EXERCISE OBJECTIVE:
Search the data for the string "below" and extract every line where it appears.

DATA PROVIDED:
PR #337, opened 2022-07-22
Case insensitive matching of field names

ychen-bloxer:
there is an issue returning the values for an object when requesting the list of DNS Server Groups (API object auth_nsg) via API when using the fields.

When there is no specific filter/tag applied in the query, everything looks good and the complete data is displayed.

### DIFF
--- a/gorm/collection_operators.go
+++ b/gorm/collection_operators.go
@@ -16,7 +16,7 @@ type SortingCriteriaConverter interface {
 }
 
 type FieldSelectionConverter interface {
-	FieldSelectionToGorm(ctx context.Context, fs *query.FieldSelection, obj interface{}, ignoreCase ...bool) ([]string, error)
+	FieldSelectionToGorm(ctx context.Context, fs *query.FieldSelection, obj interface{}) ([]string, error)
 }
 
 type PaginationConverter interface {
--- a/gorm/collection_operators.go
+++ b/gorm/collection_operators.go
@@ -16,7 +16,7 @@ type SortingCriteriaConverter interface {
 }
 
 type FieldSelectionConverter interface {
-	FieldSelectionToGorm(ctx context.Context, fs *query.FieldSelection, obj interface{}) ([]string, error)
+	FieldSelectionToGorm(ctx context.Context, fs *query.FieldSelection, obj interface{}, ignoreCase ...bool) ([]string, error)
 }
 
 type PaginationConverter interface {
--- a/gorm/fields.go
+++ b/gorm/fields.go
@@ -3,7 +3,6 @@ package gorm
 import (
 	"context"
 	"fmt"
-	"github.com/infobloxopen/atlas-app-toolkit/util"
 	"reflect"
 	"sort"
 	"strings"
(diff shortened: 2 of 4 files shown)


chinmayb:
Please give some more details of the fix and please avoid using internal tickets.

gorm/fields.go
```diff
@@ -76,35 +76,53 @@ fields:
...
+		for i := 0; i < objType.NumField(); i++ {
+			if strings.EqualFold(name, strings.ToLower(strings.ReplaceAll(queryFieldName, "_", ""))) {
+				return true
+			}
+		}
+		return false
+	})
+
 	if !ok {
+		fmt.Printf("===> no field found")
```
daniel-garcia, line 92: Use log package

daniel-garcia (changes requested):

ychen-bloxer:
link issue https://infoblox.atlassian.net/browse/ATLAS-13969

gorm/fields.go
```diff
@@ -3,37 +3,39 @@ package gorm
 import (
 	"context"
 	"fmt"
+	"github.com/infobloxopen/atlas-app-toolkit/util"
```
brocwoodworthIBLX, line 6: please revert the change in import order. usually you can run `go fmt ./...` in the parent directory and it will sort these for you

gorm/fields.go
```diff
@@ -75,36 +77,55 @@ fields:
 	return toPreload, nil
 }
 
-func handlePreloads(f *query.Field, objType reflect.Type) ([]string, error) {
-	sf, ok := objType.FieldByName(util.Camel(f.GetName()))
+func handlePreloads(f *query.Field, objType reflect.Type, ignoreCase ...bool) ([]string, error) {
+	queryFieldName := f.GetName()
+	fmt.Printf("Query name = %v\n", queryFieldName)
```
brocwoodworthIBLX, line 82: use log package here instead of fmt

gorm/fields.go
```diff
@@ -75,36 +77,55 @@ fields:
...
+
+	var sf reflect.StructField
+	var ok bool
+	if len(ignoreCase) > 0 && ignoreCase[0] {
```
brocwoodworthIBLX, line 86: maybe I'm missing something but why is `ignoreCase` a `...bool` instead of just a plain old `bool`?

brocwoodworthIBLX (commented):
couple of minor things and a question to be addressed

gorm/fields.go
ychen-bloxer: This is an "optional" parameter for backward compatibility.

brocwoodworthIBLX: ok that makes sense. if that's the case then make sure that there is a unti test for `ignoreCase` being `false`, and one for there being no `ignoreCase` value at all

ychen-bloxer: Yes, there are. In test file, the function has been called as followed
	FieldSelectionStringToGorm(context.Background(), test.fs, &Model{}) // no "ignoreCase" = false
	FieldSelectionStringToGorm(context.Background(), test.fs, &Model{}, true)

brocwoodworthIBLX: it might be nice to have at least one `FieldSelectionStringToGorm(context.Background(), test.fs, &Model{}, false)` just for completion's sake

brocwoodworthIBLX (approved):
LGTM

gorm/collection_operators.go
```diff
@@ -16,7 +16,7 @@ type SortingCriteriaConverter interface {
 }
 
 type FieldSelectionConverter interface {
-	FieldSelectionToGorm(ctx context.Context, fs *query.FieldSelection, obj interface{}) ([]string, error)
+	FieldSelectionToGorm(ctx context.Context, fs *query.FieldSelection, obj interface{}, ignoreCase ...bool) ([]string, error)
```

==

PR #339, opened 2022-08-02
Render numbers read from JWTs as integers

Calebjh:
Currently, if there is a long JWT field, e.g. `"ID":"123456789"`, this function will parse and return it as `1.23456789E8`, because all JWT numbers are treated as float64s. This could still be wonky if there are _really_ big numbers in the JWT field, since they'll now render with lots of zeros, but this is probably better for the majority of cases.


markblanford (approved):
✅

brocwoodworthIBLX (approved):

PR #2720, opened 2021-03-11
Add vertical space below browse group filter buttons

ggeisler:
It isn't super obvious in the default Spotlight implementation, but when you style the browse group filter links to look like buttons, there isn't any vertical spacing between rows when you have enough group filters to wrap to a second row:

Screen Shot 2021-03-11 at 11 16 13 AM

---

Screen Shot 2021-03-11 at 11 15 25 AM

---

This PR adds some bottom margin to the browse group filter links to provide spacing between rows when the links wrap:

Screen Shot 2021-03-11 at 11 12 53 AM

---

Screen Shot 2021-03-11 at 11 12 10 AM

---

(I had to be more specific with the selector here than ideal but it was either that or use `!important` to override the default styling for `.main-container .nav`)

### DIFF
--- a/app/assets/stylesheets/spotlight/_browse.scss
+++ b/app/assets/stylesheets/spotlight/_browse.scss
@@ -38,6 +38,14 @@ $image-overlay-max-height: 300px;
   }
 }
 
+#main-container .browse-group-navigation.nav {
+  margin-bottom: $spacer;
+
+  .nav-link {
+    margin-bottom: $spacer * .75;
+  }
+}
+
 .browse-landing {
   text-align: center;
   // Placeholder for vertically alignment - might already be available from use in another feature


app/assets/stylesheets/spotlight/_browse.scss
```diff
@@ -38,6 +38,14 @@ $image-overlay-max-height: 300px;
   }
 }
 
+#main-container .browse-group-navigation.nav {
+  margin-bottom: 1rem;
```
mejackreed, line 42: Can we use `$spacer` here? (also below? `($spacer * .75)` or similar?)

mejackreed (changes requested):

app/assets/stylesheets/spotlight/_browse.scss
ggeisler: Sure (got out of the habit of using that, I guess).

SOLUTION TO THIS EXERCISE:
Add vertical space below browse group filter buttons
mejackreed, line 42: Can we use `$spacer` here? (also below? `($spacer * .75)` or similar?)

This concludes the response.